• _Dataset records_:
PR #448, opened 2024-08-20
Add Links to HistoryEvent

rodrigozhou:
**What changed?**
Created `Link` struct, and added to `HistoryEvent` and Nexus StartOperation request/response

**Why?**
Support bi-directional links for Nexus calls.

**Breaking changes**

**Server PR**


temporal/api/history/v1/message.proto
```diff
@@ -842,6 +842,9 @@ message NexusOperationStartedEventAttributes {
 
     // The request ID allocated at schedule time.
     string request_id = 4;
+
+	// Links contains information about the operations started by the handler.
+    repeated temporal.api.common.v1.Link links = 5;
```
bergundy, line 847: You don't need this since HistoryEvent already contains links.

temporal/api/common/v1/message.proto
```diff
@@ -206,3 +206,28 @@ message Callback {
...
+        // Additional information about the workflow event.
+        // Eg: the caller workflow can send the history event ID that made the Nexus call.
+        oneof event {
+            int64 event_id = 100;
+            string signal_request_id = 101;
+            string update_id = 102;
+        }
+    }
+
+    reserved 1; // For a generic link to be added later
```
bergundy, line 229: Not necessary, I think we can start with just the WorkflowEvent variant.

temporal/api/common/v1/message.proto
```diff
@@ -206,3 +206,28 @@ message Callback {
...
+        string namespace = 1;
+        string workflow_id = 2;
+        string run_id = 3;
+
+        // Additional information about the workflow event.
+        // Eg: the caller workflow can send the history event ID that made the Nexus call.
+        oneof event {
+            int64 event_id = 100;
+            string signal_request_id = 101;
+            string update_id = 102;
```
bergundy, line 225: Let's add these later as we implement them.

temporal/api/common/v1/message.proto
```diff
@@ -206,3 +206,28 @@ message Callback {
...
+message Link {
+    message WorkflowEvent {
+        string namespace = 1;
+        string workflow_id = 2;
+        string run_id = 3;
+
+        // Additional information about the workflow event.
+        // Eg: the caller workflow can send the history event ID that made the Nexus call.
+        oneof event {
+            int64 event_id = 100;
```
bergundy, line 223: Let's call this `started_event_id` to express that this is a link to a workflow start event. Alternatively, we can have a variant that has `event_type + event_id`.

temporal/api/nexus/v1/message.proto
```diff
@@ -66,6 +66,8 @@ message StartOperationRequest {
     temporal.api.common.v1.Payload payload = 5;
     // Header that is expected to be attached to the callback request when the operation completes.
     map<string, string> callback_header = 6;
+    // Links to be associated to the operations.
+    repeated temporal.api.common.v1.Link links = 7;
```
bergundy, line 70: Hmm.. you can potentially use headers and let the nexus SDK build the links instead of having Temporal specific logic in your implementation.

temporal/api/workflowservice/v1/request_response.proto
```diff
@@ -197,6 +197,8 @@ message StartWorkflowExecutionRequest {
     // for use by user interfaces to display the fixed as-of-start summary and details of the
     // workflow.
     temporal.api.sdk.v1.UserMetadata user_metadata = 23;
+    // Links to be associated with the workflow.
+    repeated temporal.api.common.v1.Link links = 24;
 }
 
 message StartWorkflowExecutionResponse {
```
bergundy, line 204: I would also return the event ID in the response to avoid making assumptions when generating the link in the response.

temporal/api/common/v1/message.proto
bergundy: Or you could put the event type outside of this `oneof`.

temporal/api/nexus/v1/message.proto
bergundy: Looking at how this is implemented in the Nexus SDK that's not possible because nexus headers can't have multiple values.

bergundy: In any case you should pass the links through as type and data and do the decoding in the SDK.

temporal/api/common/v1/message.proto
rodrigozhou: I thought this would be the Nexus scheduled event ID at this moment, and at this moment, we'd not return the event id of workflow started event. In any case, do we need the event type in the link?

temporal/api/workflowservice/v1/request_response.proto
rodrigozhou: The event ID is inside the link object.

temporal/api/nexus/v1/message.proto
rodrigozhou: I thought about this, but this would require duplicating the `nexus.Link` struct in protobuf because in Nexus it's not defined in protobuf.

temporal/api/common/v1/message.proto
cretz: @bergundy - Why does the link need to know the type of the event? Does a link to a signal request need to know the signal name or a link to an update ID need to know the workflow ID, etc? How do we decide what things that are also present on the thing linked we should bring here?

temporal/api/workflowservice/v1/request_response.proto
```diff
@@ -197,6 +197,8 @@ message StartWorkflowExecutionRequest {
     // for use by user interfaces to display the fixed as-of-start summary and details of the
     // workflow.
     temporal.api.sdk.v1.UserMetadata user_metadata = 23;
+    // Links to be associated with the workflow.
+    repeated temporal.api.common.v1.Link links = 24;
```
cretz, line 201: Can you confirm this will end up on the started event? What about schedule workflow? What about child workflow? What about signal with start? We should try to make all ways of workflow starting have the same options.

We spent plenty of effort making sure user metadata was propagated in these same kinds of situations. Is everyone sure they don't want to use the user metadata propagation that already exists and just put this inside user metadata?

rodrigozhou: Yes, it's added here in the server PR: https://github.com/temporalio/temporal/pull/6420/files#diff-c0867c0ff803c196fa7bc72a15d01812b84ae90eb8b40e71de4ee11d807cfad3R165-R167

At this moment, we're only considering the case of starting new workflow.

Hm, do we want the links to propagate to child workflow, scheduled workflows, etc? I don't think it really make sense.

cretz: IMO we should be consistent in the options like these for all ways of starting a workflow. There are 4 main ones:

* Start workflow
* Signal with start workflow
* Schedule workflow
* Start child workflow

> I don't think it really make sense.

This is a general purpose link option, we shouldn't assume how it'll be used. Same type of thing with user metadata. In fact, arguably this is user metadata and should just be on that message, but that was rejected.

temporal/api/nexus/v1/message.proto
```diff
@@ -52,6 +52,12 @@ message UnsuccessfulOperationError {
     Failure failure = 2;
 }
 
+message Link {
+    // See https://github.com/nexus-rpc/api/blob/main/SPEC.md#links.
```
cretz, line 56: This URL does not work. Where can I read about this arbitrary byte array and string type?

cretz (approved):
I think the term event is a bit overloaded. It's a bit confusing that you can have workflow events that are not even history events, but meh. Not a big deal.

temporal/api/nexus/v1/message.proto
bergundy: It was discussed in an internal document, the public doc should be updated too.

temporal/api/workflowservice/v1/request_response.proto
bergundy: I agree we should have the option to link in all of these methods. Not blocking this PR but I'd at least want an issue to add it later.

temporal/api/common/v1/message.proto
rodrigozhou: Discussed offline. Added another struct to represent a reference.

• _Problem to solve_:
Each line of the records above should be copied exactly.

• _Output below_:
PR #448, opened 2024-08-20
Add Links to HistoryEvent

rodrigozhou:
**What changed?**
Created `Link` struct, and added to `HistoryEvent` and Nexus StartOperation request/response

**Why?**
Support bi-directional links for Nexus calls.

**Breaking changes**

**Server PR**


temporal/api/history/v1/message.proto
```diff
@@ -842,6 +842,9 @@ message NexusOperationStartedEventAttributes {
 
     // The request ID allocated at schedule time.
     string request_id = 4;
+
+	// Links contains information about the operations started by the handler.
+    repeated temporal.api.common.v1.Link links = 5;
```
bergundy, line 847: You don't need this since HistoryEvent already contains links.

temporal/api/common/v1/message.proto
```diff
@@ -206,3 +206,28 @@ message Callback {
...
+        // Additional information about the workflow event.
+        // Eg: the caller workflow can send the history event ID that made the Nexus call.
+        oneof event {
+            int64 event_id = 100;
+            string signal_request_id = 101;
+            string update_id = 102;
+        }
+    }
+
+    reserved 1; // For a generic link to be added later
```
bergundy, line 229: Not necessary, I think we can start with just the WorkflowEvent variant.

temporal/api/common/v1/message.proto
```diff
@@ -206,3 +206,28 @@ message Callback {
...
+        string namespace = 1;
+        string workflow_id = 2;
+        string run_id = 3;
+
+        // Additional information about the workflow event.
+        // Eg: the caller workflow can send the history event ID that made the Nexus call.
+        oneof event {
+            int64 event_id = 100;
+            string signal_request_id = 101;
+            string update_id = 102;
```
bergundy, line 225: Let's add these later as we implement them.

temporal/api/common/v1/message.proto
```diff
@@ -206,3 +206,28 @@ message Callback {
...
+message Link {
+    message WorkflowEvent {
+        string namespace = 1;
+        string workflow_id = 2;
+        string run_id = 3;
+
+        // Additional information about the workflow event.
+        // Eg: the caller workflow can send the history event ID that made the Nexus call.
+        oneof event {
+            int64 event_id = 100;
```
bergundy, line 223: Let's call this `started_event_id` to express that this is a link to a workflow start event. Alternatively, we can have a variant that has `event_type + event_id`.

temporal/api/nexus/v1/message.proto
```diff
@@ -66,6 +66,8 @@ message StartOperationRequest {
     temporal.api.common.v1.Payload payload = 5;
     // Header that is expected to be attached to the callback request when the operation completes.
     map<string, string> callback_header = 6;
+    // Links to be associated to the operations.
+    repeated temporal.api.common.v1.Link links = 7;
```
bergundy, line 70: Hmm.. you can potentially use headers and let the nexus SDK build the links instead of having Temporal specific logic in your implementation.

temporal/api/workflowservice/v1/request_response.proto
```diff
@@ -197,6 +197,8 @@ message StartWorkflowExecutionRequest {
     // for use by user interfaces to display the fixed as-of-start summary and details of the
     // workflow.
     temporal.api.sdk.v1.UserMetadata user_metadata = 23;
+    // Links to be associated with the workflow.
+    repeated temporal.api.common.v1.Link links = 24;
 }
 
 message StartWorkflowExecutionResponse {
```
bergundy, line 204: I would also return the event ID in the response to avoid making assumptions when generating the link in the response.

temporal/api/common/v1/message.proto
bergundy: Or you could put the event type outside of this `oneof`.

temporal/api/nexus/v1/message.proto
bergundy: Looking at how this is implemented in the Nexus SDK that's not possible because nexus headers can't have multiple values.

bergundy: In any case you should pass the links through as type and data and do the decoding in the SDK.

temporal/api/common/v1/message.proto
rodrigozhou: I thought this would be the Nexus scheduled event ID at this moment, and at this moment, we'd not return the event id of workflow started event. In any case, do we need the event type in the link?

temporal/api/workflowservice/v1/request_response.proto
rodrigozhou: The event ID is inside the link object.

temporal/api/nexus/v1/message.proto
rodrigozhou: I thought about this, but this would require duplicating the `nexus.Link` struct in protobuf because in Nexus it's not defined in protobuf.

temporal/api/common/v1/message.proto
cretz: @bergundy - Why does the link need to know the type of the event? Does a link to a signal request need to know the signal name or a link to an update ID need to know the workflow ID, etc? How do we decide what things that are also present on the thing linked we should bring here?

temporal/api/workflowservice/v1/request_response.proto
```diff
@@ -197,6 +197,8 @@ message StartWorkflowExecutionRequest {
     // for use by user interfaces to display the fixed as-of-start summary and details of the
     // workflow.
     temporal.api.sdk.v1.UserMetadata user_metadata = 23;
+    // Links to be associated with the workflow.
+    repeated temporal.api.common.v1.Link links = 24;
```
cretz, line 201: Can you confirm this will end up on the started event? What about schedule workflow? What about child workflow? What about signal with start? We should try to make all ways of workflow starting have the same options.

We spent plenty of effort making sure user metadata was propagated in these same kinds of situations. Is everyone sure they don't want to use the user metadata propagation that already exists and just put this inside user metadata?

rodrigozhou: Yes, it's added here in the server PR: https://github.com/temporalio/temporal/pull/6420/files#diff-c0867c0ff803c196fa7bc72a15d01812b84ae90eb8b40e71de4ee11d807cfad3R165-R167

At this moment, we're only considering the case of starting new workflow.

Hm, do we want the links to propagate to child workflow, scheduled workflows, etc? I don't think it really make sense.

cretz: IMO we should be consistent in the options like these for all ways of starting a workflow. There are 4 main ones:

* Start workflow
* Signal with start workflow
* Schedule workflow
* Start child workflow

> I don't think it really make sense.

This is a general purpose link option, we shouldn't assume how it'll be used. Same type of thing with user metadata. In fact, arguably this is user metadata and should just be on that message, but that was rejected.

temporal/api/nexus/v1/message.proto
```diff
@@ -52,6 +52,12 @@ message UnsuccessfulOperationError {
     Failure failure = 2;
 }
 
+message Link {
+    // See https://github.com/nexus-rpc/api/blob/main/SPEC.md#links.
```
cretz, line 56: This URL does not work. Where can I read about this arbitrary byte array and string type?

cretz (approved):
I think the term event is a bit overloaded. It's a bit confusing that you can have workflow events that are not even history events, but meh. Not a big deal.

temporal/api/nexus/v1/message.proto
bergundy: It was discussed in an internal document, the public doc should be updated too.

temporal/api/workflowservice/v1/request_response.proto
bergundy: I agree we should have the option to link in all of these methods. Not blocking this PR but I'd at least want an issue to add it later.

temporal/api/common/v1/message.proto
rodrigozhou: Discussed offline. Added another struct to represent a reference.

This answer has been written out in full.